L’insegnamento, a scuola o all’università, si avvale da tempo di strumenti informatici e di collegamenti attraverso la rete, supporti di cui difficilmente si potrebbe fare a meno. Sarebbe quindi più che necessario, come sottolineano alcuni, non solo dotare tutte le scuole del paese delle attrezzature appropriate, ma anche garantire un aggiornamento adeguato degli insegnanti nell’uso di questi mezzi. La vicenda drammatica (e non ancora conclusa) ha senz’altro spinto i più riluttanti a conquistare queste capacità e condividiamo questa considerazione. Ma tutto ciò certo non basta, e lo sostengono in massa anche i nostri interlocutori, per portarci ad accettare acriticamente, se non proprio ad auspicare, un profondo mutamento del profilo dell’insegnamento, in quanto attività – non soltanto tecnicamente didattica – che si svolge in sedi specificamente deputate all’incontro diretto dell’intera popolazione infantile, adolescenziale e giovanile con il “corpo docente”, volto ufficiale della società adulta, impegnato a responsabilizzare sotto tutti gli aspetti le nuove generazioni. E, si aggiunga, ambiente dove anche l’emozione conduce il singolo a superare le difficoltà personali.

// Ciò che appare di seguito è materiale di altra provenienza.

PR #269, opened 2022-04-20
[LMS-479] Improve date handling

stephenfuqua:


src/canvas-extractor/edfi_canvas_extractor/mapping/authentication_events.py
```diff
@@ -76,10 +78,9 @@ def map_to_udm_system_activities(authentication_events: pd.DataFrame) -> pd.Data
     df["ActivityStatus"] = "active"
     df["ParentSourceSystemIdentifier"] = ""
     df["ActivityTimeInMinutes"] = ""
-    df["SourceCreateDate"] = df["ActivityDateTime"]
     df["SourceLastModifiedDate"] = ""
-    df["ActivityDateTime"] = pd.to_datetime(df["ActivityDateTime"]).dt.strftime(
-        constants.DATE_FORMAT
-    )
```
stephenfuqua, line 83: Previously, "SourceCreateDate" copied from "ActivityDateTime" before the conversion. Now the conversion occurs first, using a shared function.

src/canvas-extractor/tests/mapping/test_users.py
```diff
@@ -76,7 +76,7 @@ def test_then_email_address_is_mapped(result):
             assert result.at[0, "EmailAddress"] == "Kyle.Hughes@studentgps.org"
 
         def test_then_it_should_have_empty_SourceCreateDate(result):
-            assert result.at[0, "SourceCreateDate"] == "2020/09/14 11:54:18"
+            assert result.at[0, "SourceCreateDate"] == "2020-09-14 11:54:18"
```
stephenfuqua, line 79: Side effect of standardizing the date conversion: found an inconsistency in our previous handling.

stephenfuqua:
@andonyns @bradbanister please review. See https://tracker.ed-fi.org/browse/LMS-479 for context.

src/canvas-extractor/tests/mapping/test_users.py
bradbanister: Nice

bradbanister:
It looks like an invalid datetime will pass through as "NaT" to the CSV. Is that correct, and is that what we want? Do we define "NaT" as a valid value in CSV datatime fields?

docs/demonstration/README.md
```diff
@@ -3,8 +3,14 @@
 These notebooks demonstrate how to install and run the extractors and the
 Learning Management System Data Store Loader (LMS-DS Loader) in a Jupyter
 notebook. The same code can be copied over into a stand-alone Python script
-instead of running inside the notebook. Each notebook has its own
-getting-started instructions.
+instead of running inside the notebook.
+
+Before running the notebook:
+
+* Be sure that you have Python 3.9+ and Poetry
```
andonyns, line 10: In https://github.com/Ed-Fi-Alliance-OSS/LMS-Toolkit/blob/main/docs/demonstration/canvas-e2e.ipynb?short_path=68d8099#L13 and other notebooks, the instructions request for Python 3.9.x. I think these change suggests that you can use versions such as Python 3.10 with the LMS toolkit. Not sure if this is an actual requirement but seems like a mismatch.

andonyns (changes requested):
After running on main, it runs successfully. Then, after running in the current branch, I'm getting the following error:

File "C:\Users\anunez\pypoetry\Cache\virtualenvs\edfi-canvas-extractor-nRK1rodj-py3.9\lib\site-packages\pandas\core\indexes\accessors.py", line 509, in __new__
    raise AttributeError("Can only use .dt accessor with datetimelike values")
AttributeError: Can only use .dt accessor with datetimelike values
2022-04-21 17:10:44,943 - CRITICAL - edfi_canvas_extractor.extract_facade - Unable to continue file generation because the load of Students failed. Please review the log for more information.

I will provide the full log to research. This was executed with the latest changes after the fix from [Better handling for weird non-date strings](https://github.com/Ed-Fi-Alliance-OSS/LMS-Toolkit/pull/269/commits/c0c098b776f618a91a6bf5c00917614ecf509b69)

stephenfuqua:
> It looks like an invalid datetime will pass through as "NaT" to the CSV. Is that correct, and is that what we want? Do we define "NaT" as a valid value in CSV datetime fields?

Arg, no. I was in too much hurry and didn't look at the actual output. Unit testing showed it being converted to empty string. I'll need to revisit and figure out why.

docs/demonstration/README.md
stephenfuqua: Good call, we haven't tested with 3.10 so no idea if there is some kind of conflict there.

andonyns (approved):

bradbanister:
Agree, looks good.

Qual è dunque il passo successivo da compiere o su cui dobbiamo chiedere che i responsabili politici riflettano e intervengano? Qualcuno ci fa notare che gli studenti più disagiati rimangono tali anche nella scuola in presenza, che forse alcuni studenti con problemi di salute hanno potuto seguire le lezioni proprio perché sono rimasti a casa o altri hanno potuto ascoltare lezioni da insegnanti madrelingua che comunicavano direttamente dai propri paesi. D’accordo, ma non sono problemi su cui occorrerebbe fare una riflessione ampia e per i quali cominciare a trovare soluzioni autentiche? Se i più poveri non raggiungono il successo cui hanno diritto né in presenza né a distanza, la risposta è la lezione telematica? Se le persone con disabilità e problemi di salute trovano una soluzione solo nell’isolamento della propria casa, possiamo considerarla una soluzione felice? Se l’insegnamento delle lingue straniere è carente, pensiamo di non dover porre rimedio in modo più incisivo?
Il dibattito più ampio, che si sta svolgendo in questi giorni con riferimento a vari settori della vita sociale organizzata, rivela anche che forze gigantesche sono interessate a indirizzare il corso degli eventi a loro profitto. Rendiamoci pienamente conto di questo e contribuiamo in ogni campo a cercare le mediazioni utili per migliorare la vita di tutti. Di tutti.